Il mese di giugno incomincia bene ma poi...
Comunque sia, il 2 ho fatto la bella e lunga cronoscalata a Naturno dove ho fatto un buon tempo (1h 11') su 15km e 1370 m. di dislivello, a dimostrazione che il lavoro fatto in salita in primavera su strada ha dato i frutti. Soddisfazione maggiore pensando che l'anno prima avevo fatto 1h 19' terminando ultimo nella mia categoria!
Passati quattro giorni e si arriva alla seconda gf in mtb della stagione; la Rampinada. Mai fatta prima d'ora e sorpresone... un percorso molto adatto alle mie caratteristiche! Partenza in salita, single tecnico, sali e scendi ripidi e tecnici e una lunga salita con pendenze allucinanti fino alla cima. Un sali e scendi tecnico in cima per concludere a tutta su discesa scorrevole al traguardo! 1500 m. di dislivello in 35 km, impegnativi al punto giusto. Terminato in 2h 14' con un buon 88° assoluto, ma ancora rosico qualcosa dal primo della mia categoria in termini di media/h e distacco! Soddisfatto!
E poi il 13 incominciano le prime sfighe... Vermiglio e un' xc atipico; nel giro di prova sottovaluto la discesa più tecnica del percorso e scivolo sopra un masso piegando forcellino e rimedianto una bella botta al gluteo e un' abrasione al braccio!!! Fotuna vuole che riesco a riparare il tutto, a curarmi e ripartire ma chiaramente gara semi-compromessa. Nessun dolore durante ma oltre a ciò pago il percorso troppo piatto nella parte iniziale e non riesco fin dall'inizio a stare nel gruppo. Ma sono contento perchè ho avuto tanta grinta! Un 20° posto agli internazionali non è da buttare comuque.
E veniamo all'evento cult del mio giugno: la 1000grobbe Bike! Prima tappa di controllo in cui riesco a partire bene e arrivo al traguardo nei primi 35 con un buon quarto di cat. Ma mi tengo per le prossime tappe.

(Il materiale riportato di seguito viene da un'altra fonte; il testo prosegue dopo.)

PR #135, opened 2020-05-12
Update json style guide for camel case guidelines

ccharris:
Per this slack conversation [here](https://lessonly.slack.com/archives/G8Q5B0EVA/p1588182971393900
) we agreed that we would only use camelCase for all JSON, so that React can use only camel case and then we would transform it into snake case in Ruby.

Relates to this [story](https://app.clubhouse.io/lessonly/story/45280/automatically-snake-case-camelcased-json-params) to make turning camel case into snake case more automatic.


_styleguide/json.md
```diff
@@ -6,6 +6,28 @@ main: true
 
 Unless otherwise noted, these rules apply only to internal JSON endpoints, not necessarily [our public API](https://docs.lessonly.com).
 
+## Use camel case 
+
+We should use camel case in JSON sent to or received from our API.
```
haleymnatz, line 11: My only suggestion which actually doesn't matter so you don't have to do it would be to write `camelCase` here :)

README.md
```diff
@@ -7,7 +7,7 @@ Powered by [Jekyll](https://github.com/jekyll/jekyll) and hosted by [Github Page
     $ git clone git@github.com:lessonly/lessonly.github.io.git
     $ cd lessonly.github.io
     $ bundle install
-    $ jekyll serve
+    $ bundle exec jekyll serve
```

Seconda tappa, partenza inizialmente veloce poi rallentamento e mio scatto in testa al gruppo per rilanciare l'andatura... ma così facendo prendo qualche decina di metri dalla testa e fino alla prima salita mi trovo follemente al comando! Ma per poco più di un minuto... riassorbito torno su ritmi più consoni a me e nella prima discesa gran botta alla schiena... si si... schiena: ma cazzo è un ramo tra ruota e carro della bici! Mi fermo subito e tolgo sto pezzo di legno lanciandolo nel bosco... la gamba c'è e fino Millegrobbe spingo bene e stacco diversi avversari in salita con facilità... ma verso Millegrobbe un brutto rumore viene dalla ruota posteriore e la bici diventa difficile da guidare in discesa! Non demordo ancora in salita ed attacco sull'ultimo tratto tecnico in discesa rischiando. Arrivo al traguardo e mi accorgo del raggio piegato. Peccato!!! Ma la mtb e così, ci rido sù e comuque vada la condizione è veramente più buona di quello che pensassi.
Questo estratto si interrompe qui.